PR #2194, opened 2025-09-09
feat: templated external links

GBirkel:
This is a cleaned-up version of an earlier draft PR ( https://github.com/SciCatProject/scicat-backend-next/pull/2097 ).

## Description

Add a field for generating dataset links based on admin-configured templates.

See https://github.com/SciCatProject/scicat-backend-next/issues/689 for details.

This has a companion PR for the front-end, which is still in draft form: https://github.com/SciCatProject/frontend/pull/1910

## Motivation

We get a lot of requests from users and researchers to provide a variety of different types of web-based tools that related directly to datasets. These can be pages that display visualization, pages that provide analysis tools (including AI/ML) and jupyter notebooks on particular JupyterHub instance. In all cases, we would want to take the user to the page with the dataset in context.

## Changes:

* New API endpoint: Datasets/[pid]/externallinks

This returns an array of objects, `{ url: string, title: string, description: string }`.  See `ExternalLinkClass` in the code for more detail.

* New configuration entry, parsed from file `datasetExternalLinkTemplates.json` with an example template file.

Example of the content of this file:

```json
[
  {
    "title": "Franzviewer II",
    "url_template": "https://franz.site.com/franzviewer?id=${dataset.pid}",
    "description_template": "View ${dataset.numberOfFiles} files in Franz' own personal viewer",
    "filter": "(dataset.type == 'derived') && dataset.owner.includes('Franz')"
  },
  {
    "title": "High Beam-Energy View",
    "url_template": "https://beamviewer.beamline.net/highenergy?id=${dataset.pid}",
    "description_template": "The high-energy beamviewer (value ${dataset.scientificMetadata?.beamEnergy?.value}) at beamCo",
    "filter": "(dataset.scientificMetadata?.beamEnergy?.value > 20)"
  }
]
```

The `filter` field is JavaScript, parsed into a function at run time, which is called with a `dataset` argument containing a full dataset record.  If the function returns true, the given link applies to the given dataset.

The `url_template` and `description_template` fields are JavaScript-style format strings, which are passed the same dataset argument.  The strings they emit go into the `url` and `description` objects returned by the API.


src/datasets/datasets.controller.ts
```diff
@@ -1243,35 +1239,30 @@ export class DatasetsController {
...
-              );
-              break;
-            }
-            case "origdatablocks": {
-              outputDataset.origdatablocks =
-                await this.origDatablocksService.findAll({
-                  where: { datasetId: outputDataset.pid },
-                });
-              break;
+      if (includeFilters) {
```
emigun: Would you care to elaborate on this change a bit?

src/datasets/datasets.controller.ts
```diff
@@ -1823,6 +1814,46 @@ export class DatasetsController {
     return await this.convertCurrentToObsoleteSchema(outputDatasetDto);
   }
 
+  // GET /datasets/:id/externallinks
```
emigun, line 1754: Should we add new endpoints to the old v3 controller?

src/datasets/datasets.service.ts
```diff
@@ -395,6 +396,53 @@ export class DatasetsService {
...
+      where: { pid: id },
+      include: [DatasetLookupKeysEnum.all],
+    });
+
+    if (!thisDataSet) {
+      // no luck. we need to create a new dataset
+      throw new NotFoundException(`Dataset #${id} not found`);
+    }
+
+    interface ExternalLinkTemplateConfig {
```
emigun, line 501: I think it would be nice to have interfaces/types in separate file, but that it just my subjective view.

src/datasets/datasets.service.ts
```diff
@@ -395,6 +396,53 @@ export class DatasetsService {
...
+    }
+
+    const templates: ExternalLinkTemplateConfig[] | undefined =
+      this.configService.get("datasetExternalLinkTemplates");
+    if (!templates) {
+      return [];
+    }
+
+    return templates
+      .filter((d) => {
```
emigun: Perhaps a more descriptive variable name here?

src/datasets/schemas/externallink.class.ts
```diff
@@ -0,0 +1,32 @@
+import { ApiProperty } from "@nestjs/swagger";
+import { IsString } from "class-validator";
+
+// This class defines the externalLinks field in a dataset.
+// That field is not represented in the Mongoose data store,
+// so there is no equivalent schema representation for it.
+
+export class ExternalLinkClass {
+  @ApiProperty({
```
emigun, line 9: You could consider having these api properties automatically generated as we for example did in the samples module (if I remember correctly)

let me know if you want more information

emigun:
I think tests are missing?

minottic:
@GBirkel I have converted this to draft, as it did not have commits for the past month. Feel free to move it back to "ready for review" once you feel so or if I shouldn't have moved to draft

src/datasets/datasets.controller.ts
GBirkel: I'm not sure what the right move is, honestly.
I'd be happy to add them but it would of course be a change to the v3 API (though only an additive one).  Are we still changing that API or is it in a static state now that we have v4?

src/datasets/datasets.service.ts
GBirkel: In general I agree.  Right now this type is only used once, and in this spot.  But I think we should be using types like this when we're parsing/validating all the JSON that this config data comes from.  That may be a task best done en-masse though, as a separate change...

src/datasets/datasets.controller.ts
GBirkel: I came across this code when I was implementing an early version of this feature that included the external links in the dataset record itself, and found it confusing.  The change I made is logically equivalent but easier to parse.

src/datasets/datasets.service.ts
GBirkel: Good idea.  Addressed in https://github.com/SciCatProject/scicat-backend-next/pull/2194/commits/47838feffe64204b0a7c087878510fd6caead9d9 .

src/datasets/schemas/externallink.class.ts
GBirkel: Do you mean by using `SchemaFactory`?  I don't think we can do that here because these properties have no representations in MongoDb ... But I could be wrong.  I'd love more information!

GBirkel:
> @GBirkel I have converted this to draft, as it did not have commits for the past month. Feel free to move it back to "ready for review" once you feel so or if I shouldn't have moved to draft

Thanks. Yeah, I got sidetracked by other activity at the ALS.  I think you're right that it needs tests before I can call it ready.

PR #2195, opened 2025-09-09
fix(test): skip DataCite intergartion tests until properly mocked

sofyalaski:
## Description
When PR's a coming from the forks ( or run locally) secrets to datacite aren't available to all of collaborators and some of the PublishedDataV4 tests fail.
This PR skips the tests that depend on this integration (secrets aren't available in the .env).

This is a temporary fix and should be mocked properly with jest.

## Tests included

- [x] Passing? 

## Documentation


minottic (approved):
thanks!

### About this exercise
Each line above must be reproduced exactly as it stands.

### Answer below
PR #2194, opened 2025-09-09
feat: templated external links

GBirkel:
This is a cleaned-up version of an earlier draft PR ( https://github.com/SciCatProject/scicat-backend-next/pull/2097 ).

## Description

Add a field for generating dataset links based on admin-configured templates.

See https://github.com/SciCatProject/scicat-backend-next/issues/689 for details.

This has a companion PR for the front-end, which is still in draft form: https://github.com/SciCatProject/frontend/pull/1910

## Motivation

We get a lot of requests from users and researchers to provide a variety of different types of web-based tools that related directly to datasets. These can be pages that display visualization, pages that provide analysis tools (including AI/ML) and jupyter notebooks on particular JupyterHub instance. In all cases, we would want to take the user to the page with the dataset in context.

## Changes:

* New API endpoint: Datasets/[pid]/externallinks

This returns an array of objects, `{ url: string, title: string, description: string }`.  See `ExternalLinkClass` in the code for more detail.

* New configuration entry, parsed from file `datasetExternalLinkTemplates.json` with an example template file.

Example of the content of this file:

```json
[
  {
    "title": "Franzviewer II",
    "url_template": "https://franz.site.com/franzviewer?id=${dataset.pid}",
    "description_template": "View ${dataset.numberOfFiles} files in Franz' own personal viewer",
    "filter": "(dataset.type == 'derived') && dataset.owner.includes('Franz')"
  },
  {
    "title": "High Beam-Energy View",
    "url_template": "https://beamviewer.beamline.net/highenergy?id=${dataset.pid}",
    "description_template": "The high-energy beamviewer (value ${dataset.scientificMetadata?.beamEnergy?.value}) at beamCo",
    "filter": "(dataset.scientificMetadata?.beamEnergy?.value > 20)"
  }
]
```

The `filter` field is JavaScript, parsed into a function at run time, which is called with a `dataset` argument containing a full dataset record.  If the function returns true, the given link applies to the given dataset.

The `url_template` and `description_template` fields are JavaScript-style format strings, which are passed the same dataset argument.  The strings they emit go into the `url` and `description` objects returned by the API.


src/datasets/datasets.controller.ts
```diff
@@ -1243,35 +1239,30 @@ export class DatasetsController {
...
-              );
-              break;
-            }
-            case "origdatablocks": {
-              outputDataset.origdatablocks =
-                await this.origDatablocksService.findAll({
-                  where: { datasetId: outputDataset.pid },
-                });
-              break;
+      if (includeFilters) {
```
emigun: Would you care to elaborate on this change a bit?

src/datasets/datasets.controller.ts
```diff
@@ -1823,6 +1814,46 @@ export class DatasetsController {
     return await this.convertCurrentToObsoleteSchema(outputDatasetDto);
   }
 
+  // GET /datasets/:id/externallinks
```
emigun, line 1754: Should we add new endpoints to the old v3 controller?

src/datasets/datasets.service.ts
```diff
@@ -395,6 +396,53 @@ export class DatasetsService {
...
+      where: { pid: id },
+      include: [DatasetLookupKeysEnum.all],
+    });
+
+    if (!thisDataSet) {
+      // no luck. we need to create a new dataset
+      throw new NotFoundException(`Dataset #${id} not found`);
+    }
+
+    interface ExternalLinkTemplateConfig {
```
emigun, line 501: I think it would be nice to have interfaces/types in separate file, but that it just my subjective view.

src/datasets/datasets.service.ts
```diff
@@ -395,6 +396,53 @@ export class DatasetsService {
...
+    }
+
+    const templates: ExternalLinkTemplateConfig[] | undefined =
+      this.configService.get("datasetExternalLinkTemplates");
+    if (!templates) {
+      return [];
+    }
+
+    return templates
+      .filter((d) => {
```
emigun: Perhaps a more descriptive variable name here?

src/datasets/schemas/externallink.class.ts
```diff
@@ -0,0 +1,32 @@
+import { ApiProperty } from "@nestjs/swagger";
+import { IsString } from "class-validator";
+
+// This class defines the externalLinks field in a dataset.
+// That field is not represented in the Mongoose data store,
+// so there is no equivalent schema representation for it.
+
+export class ExternalLinkClass {
+  @ApiProperty({
```
emigun, line 9: You could consider having these api properties automatically generated as we for example did in the samples module (if I remember correctly)

let me know if you want more information

emigun:
I think tests are missing?

minottic:
@GBirkel I have converted this to draft, as it did not have commits for the past month. Feel free to move it back to "ready for review" once you feel so or if I shouldn't have moved to draft

src/datasets/datasets.controller.ts
GBirkel: I'm not sure what the right move is, honestly.
I'd be happy to add them but it would of course be a change to the v3 API (though only an additive one).  Are we still changing that API or is it in a static state now that we have v4?

src/datasets/datasets.service.ts
GBirkel: In general I agree.  Right now this type is only used once, and in this spot.  But I think we should be using types like this when we're parsing/validating all the JSON that this config data comes from.  That may be a task best done en-masse though, as a separate change...

src/datasets/datasets.controller.ts
GBirkel: I came across this code when I was implementing an early version of this feature that included the external links in the dataset record itself, and found it confusing.  The change I made is logically equivalent but easier to parse.

src/datasets/datasets.service.ts
GBirkel: Good idea.  Addressed in https://github.com/SciCatProject/scicat-backend-next/pull/2194/commits/47838feffe64204b0a7c087878510fd6caead9d9 .

src/datasets/schemas/externallink.class.ts
GBirkel: Do you mean by using `SchemaFactory`?  I don't think we can do that here because these properties have no representations in MongoDb ... But I could be wrong.  I'd love more information!

GBirkel:
> @GBirkel I have converted this to draft, as it did not have commits for the past month. Feel free to move it back to "ready for review" once you feel so or if I shouldn't have moved to draft

Thanks. Yeah, I got sidetracked by other activity at the ALS.  I think you're right that it needs tests before I can call it ready.

PR #2195, opened 2025-09-09
fix(test): skip DataCite intergartion tests until properly mocked

sofyalaski:
## Description
When PR's a coming from the forks ( or run locally) secrets to datacite aren't available to all of collaborators and some of the PublishedDataV4 tests fail.
This PR skips the tests that depend on this integration (secrets aren't available in the .env).

This is a temporary fix and should be mocked properly with jest.

## Tests included

- [x] Passing? 

## Documentation


minottic (approved):
thanks!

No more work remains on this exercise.